_Provided data_:
PR #3115, opened 2023-10-27
Allow configuring all objects

### LINKED ISSUE #3087: add vmap extension
**Describe the bug**
If you save map in map editor and don't add the ".vmap" extension by yourself it's missing. File without extension is not shown in VCMI.

**Expected behavior**
Map editor should automatically add ".vmap" is missing.

Also it would be grerat if the "Maps" folder could be the default one in the saving dialog.

**Version**
 - OS: Ubuntu
 - Version: develop

Nordsoft91:
All rewardable objects are possible to customise in map editor.

Also, fixes #3087

### DIFF
--- a/lib/mapObjectConstructors/CRewardableConstructor.cpp
+++ b/lib/mapObjectConstructors/CRewardableConstructor.cpp
@@ -44,7 +44,9 @@ void CRewardableConstructor::configureObject(CGObjectInstance * object, CRandomG
 {
 	if(auto * rewardableObject = dynamic_cast<CRewardableObject*>(object))
 	{
-		objectInfo.configureObject(rewardableObject->configuration, rng);
+		if(rewardableObject->configuration.info.empty())
+			objectInfo.configureObject(rewardableObject->configuration, rng);
+		
 		for(auto & rewardInfo : rewardableObject->configuration.info)
 		{
 			for (auto & bonus : rewardInfo.reward.bonuses)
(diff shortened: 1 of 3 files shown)


mapeditor/mainwindow.cpp
```diff
@@ -77,22 +77,26 @@ void MainWindow::loadUserSettings()
...
 	}
 	auto position = s.value(mainWindowPositionSetting).toPoint();
-	if (!position.isNull())
+	if(!position.isNull())
 	{
 		move(position);
 	}
+	lastSavingDir = s.value(lastDirectorySetting).toString();
+	if(lastSavingDir.isEmpty())
+		lastSavingDir = QString::fromStdString(VCMIDirs::get().userCachePath().make_preferred().string());
```
Laserlicht, line 91:
```suggestion
		lastSavingDir = QString::fromStdString(VCMIDirs::get().userDataPath().make_preferred().string());
```
Shouldn't it DataPath?

IvanSavenko:
Do we embed configuration for all objects into vmap?
So if I use a mod that modifies Witch Hut then these changes won't have effect on vmap's made without such mod?

lib/mapObjectConstructors/CRewardableConstructor.cpp
```diff
@@ -44,7 +44,9 @@ void CRewardableConstructor::configureObject(CGObjectInstance * object, CRandomG
 {
 	if(auto * rewardableObject = dynamic_cast<CRewardableObject*>(object))
 	{
-		objectInfo.configureObject(rewardableObject->configuration, rng);
+		if(rewardableObject->configuration.info.empty())
+			objectInfo.configureObject(rewardableObject->configuration, rng);
+
```
IvanSavenko, line 49: This will break reroll of revisitable objects, e.g. Windmills

IvanSavenko (changes requested):

PR #3120, opened 2023-10-28
Improve ccache hit rate for PRs

Alexander-Wilms:
Ensure the ccache for each PR is separate by appending the PR ID to the key, so they don't interfere with each other.
Fall back to ccache of the vcmi/vcmi repo if no PR-specific ccache is found.

CI for a PR:
image
image

CI for a commit outside a PR (e.g. https://github.com/Alexander-Wilms/vcmi/actions/runs/6680396279/job/18153474337):
image
image

### DIFF
--- a/.github/workflows/github.yml
+++ b/.github/workflows/github.yml
@@ -166,18 +166,36 @@ jobs:
       env:
         VCMI_BUILD_PLATFORM: x64
 
-    - name: ccache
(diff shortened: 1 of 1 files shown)


Alexander-Wilms:
For some reason, `steps.PR.outputs.pr_found` seems to be inverted and the PR ID thus cannot be used for the cache key. Will need to investigate.

Issue #2993, opened 2023-10-01
Trying to load save during active battle causes a crash


nullkiller:
**Describe the bug**
A crash happens when you try to load save file from active battle window. 

**Game logs**
`BattleInfo::~BattleInfo()
{
	for (auto & elem : stacks)
		delete elem;

	for(int i = 0; i < 2; i++)
		if(auto * _armyObj = battleGetArmyObject(i))
			>>>>_armyObj->battle = nullptr;
}`

**To Reproduce**
1. Start any battle
2. On your turn open Load Game menu
3. Load any game, confirm that you are ok to loose all progress
4. Observe server crash

**Expected behavior**
Should not crash

**Actual behavior**
It crashes

**Did it work earlier?**
I believe so

**Version**
 - OS: Windows, msvc
 - Version: active develop (1.4)

IvanSavenko:
Duplicate of #2953 

Will check BattleInfo destructor. Thanks for the info. Not reproducible on my system for some reason.

Povelitelh3:
Now, in the current development, the game crashes even from the adventure map. And not just in battle.

PR #3122, opened 2023-10-29
#2993 - destruct battle info first when destructing CGameState

nullkiller:


lib/gameState/CGameState.cpp
```diff
@@ -409,6 +409,7 @@ CGameState::CGameState()
 
 CGameState::~CGameState()
 {
+	currentBattles.clear();
```
IvanSavenko, line 412:
```suggestion
	// explicitly delete all ongoing battles first - BattleInfo destructor requires valid CGameState
	currentBattles.clear();
```

PR #3127, opened 2023-10-31
Use the object templates with least terrains allowed

DjWarmonger:
RMG will still choose random template for object appearance, however it will prefer the ones that are terrain-specific (have least number of allowed terrains).

It becomes apparent if you check Subterranean Gates from Antagraich Burning assets.

### DIFF
--- a/lib/rmg/RmgObject.cpp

_Problem_: From the records above, reproduce exactly the lines from the one with "- Version: active develop (1.4)" to the one with "RMG will still", both included, and no others.

_Reply to the task_:
 - Version: active develop (1.4)

IvanSavenko:
Duplicate of #2953 

Will check BattleInfo destructor. Thanks for the info. Not reproducible on my system for some reason.

Povelitelh3:
Now, in the current development, the game crashes even from the adventure map. And not just in battle.

PR #3122, opened 2023-10-29
#2993 - destruct battle info first when destructing CGameState

nullkiller:


lib/gameState/CGameState.cpp
```diff
@@ -409,6 +409,7 @@ CGameState::CGameState()
 
 CGameState::~CGameState()
 {
+	currentBattles.clear();
```
IvanSavenko, line 412:
```suggestion
	// explicitly delete all ongoing battles first - BattleInfo destructor requires valid CGameState
	currentBattles.clear();
```

PR #3127, opened 2023-10-31
Use the object templates with least terrains allowed

DjWarmonger:
RMG will still choose random template for object appearance, however it will prefer the ones that are terrain-specific (have least number of allowed terrains).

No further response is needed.